Hi guys. In your experience, how long does it take before you start building a tolerance to your starting dose of Klonopin?

I'm currently on 0.75mg/day (only one week of use). It's helpful, but not quite enough. I want to ask for like 1.25mg/day. Is this going to start a never-ending cycle of building more tolerance and increasing my dose? Will I be able to hold steady at 1.25mg/day for a long time if this dose works for me?

Thanks!


----------



## Noca (Jun 24, 2005)

After a few raises in your meds you should level out.


----------



## rippled_beau (Jan 5, 2007)

I take clonzepam which is the genetic form for klonopin. I developed a tolerance and sometimes take 4mgs at a time. That is the only bad thing about benzo's. I am also on Efferor xr that is supposed to help with anxiety, but so far it has not helped. I suffer from PTSD. I am trying to find a natural alterative. I have heard of lithium oratate which is natural and works for anxiety , as well as depression.


----------



## UltraShy (Nov 8, 2003)

Building up a tolerance to benzos is possible, but it's not at all typical.

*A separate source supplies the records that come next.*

PR #820, opened 2026-07-15
OPT-418: Adopt revision-backed projection and layout invalidation

PORTALSURFER:
## Scope
- Pin Radiant to merged PR #1422 commit `72103b62602f95fe71b6f3ce1fc58a0262ea6799`.
- Replace Wavecrate frame-clock before/after repaint snapshots with stable `SurfaceRevisions`.
- Classify structural, layout, projection, and paint-only frame changes at the application boundary.
- Move stable declarative animation paths such as source-cache progress and copy flash from full-surface refreshes to projection refreshes.

## Definition of Done
- [x] Radiant projection/layout revision stages land first.
- [x] Wavecrate pins the canonical merged Radiant commit.
- [x] The production `FrameRepaintScopeSnapshot` contract is removed.
- [x] High-frequency frame paths use monotonic revision keys and preserve correctness-first full refreshes for structural transitions.
- [x] Focused tests cover `Surface`, `Layout`, `Projection`, and `PaintOnly` routing.

## Validation
- `cargo test -p wavecrate --bin wavecrate native_app::tests::toolbar_playback::frame_overlay -q` (33 passed)
- `cargo test -p wavecrate --bin wavecrate native_app::tests::sample_browser -q` (86 passed)
- `cargo test -p wavecrate --bin wavecrate native_app::tests::waveform_playback::active_folder_cache -q` (28 passed)
- `cargo test -p wavecrate --bin wavecrate native_app::shell::message_dispatch::tests -q` (4 passed)
- `cargo test -p wavecrate --bin wavecrate native_app::tests::toolbar_playback -q` (62 passed)
- `cargo test --no-run -q`
- `bash scripts/ci.sh smoke`
- `git diff --check`

## Known limitations
None.

Radiant dependency: PORTALSURFER/radiant#1422
Linear: https://linear.app/boostnlvp/issue/OPT-418

### DIFF
--- a/src/native_app/audio/playback/progress/telemetry.rs
+++ b/src/native_app/audio/playback/progress/telemetry.rs
@@ -1,5 +1,7 @@
 use std::time::Duration;
 
+use radiant::runtime::{RepaintScope, SurfaceRevisions};
+
 use super::super::diagnostics::PlayheadFrameMessageDiagnostics;
 use crate::native_app::{
     app::{NativeAppState, SamplePlaybackSession},
@@ -8,13 +10,23 @@ use crate::native_app::{
     },
 };
 
-#[derive(Clone, Copy, Debug, PartialEq)]
-pub(in crate::native_app) struct FrameRepaintScopeSnapshot {
+#[derive(Default)]
+/// Converts frame-relevant application state into monotonic runtime revision keys.
+pub(in crate::native_app) struct FrameSurfaceRevisionTracker {
+    last: Option<FrameSurfaceRevisionInputs>,
+    revisions: SurfaceRevisions,
+}
+
+#[derive(Clone, Copy, Debug, PartialEq, Eq)]
+struct FrameSurfaceRevisionInputs {
+    structure: FrameStructureState,
+    layout: FrameLayoutState,
+    projection: FrameProjectionState,
+}
+
+#[derive(Clone, Copy, Debug, PartialEq, Eq)]
+struct FrameStructureState {
     playing: bool,
-    playback_visual_generation: u64,
-    play_selection_flash_active: bool,
-    copy_flash_frames: u8,
-    protected_source_error_flash_frames: u8,
     drag_hover_auto_expand_pending: bool,
     folder_progress_active: bool,
     normalization_progress_active: bool,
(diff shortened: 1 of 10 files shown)


src/native_app/audio/playback/progress/telemetry.rs
```diff
@@ -24,38 +36,64 @@ pub(in crate::native_app) struct FrameRepaintScopeSnapshot {
...
+#[derive(Clone, Copy, Debug, PartialEq, Eq)]
+struct FrameSurfaceRevisionSample {
+    revisions: SurfaceRevisions,
+    scope: RepaintScope,
+    playback_involved: bool,
+}
+
+impl NativeAppState {
+    pub(in crate::native_app) fn frame_surface_revisions(&mut self) -> SurfaceRevisions {
+        let inputs = FrameSurfaceRevisionInputs::from_state(self);
```
PORTALSURFER: [PR-001][P2] This still materializes `FrameSurfaceRevisionInputs` on both revision-policy calls (before and after every frame), and that input contains essentially the same 20 fields as the removed `FrameRepaintScopeSnapshot`. The runtime boundary is typed, but Wavecrate still pays for and maintains the broad snapshot, so the DoD requiring at least one high-frequency path to no longer need it is not met. Please make a high-frequency path such as steady playback use directly maintained revision keys (with a conservative structural fallback on mode transitions), and add a regression proving repeated frames read only the stable revisions rather than rebuilding the broad input set.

Your dose right now is relatively low. Once you reach the level that is right for you you'll likely just stay at that level and fell that you have enough and not need to keep going ever higher.


----------



## MastaMel (Dec 21, 2006)

I would like to know more about this, as well. Any more insights?


----------



## paranoia (Mar 5, 2004)

http://www.socialanxietysupport.com/for ... 60045.html

might help


----------



## Speak Easy (Jun 27, 2006)

Tommie said:


> Hi guys. In your experience, how long does it take before you start building a tolerance to your starting dose of Klonopin?
> I'm currently on 0.75mg/day (only one week of use). It's helpful, but not quite enough. I want to ask for like 1.25mg/day. Is this going to start a never-ending cycle of building more tolerance and increasing my dose? Will I be able to hold steady at 1.25mg/day for a long time if this dose works for me?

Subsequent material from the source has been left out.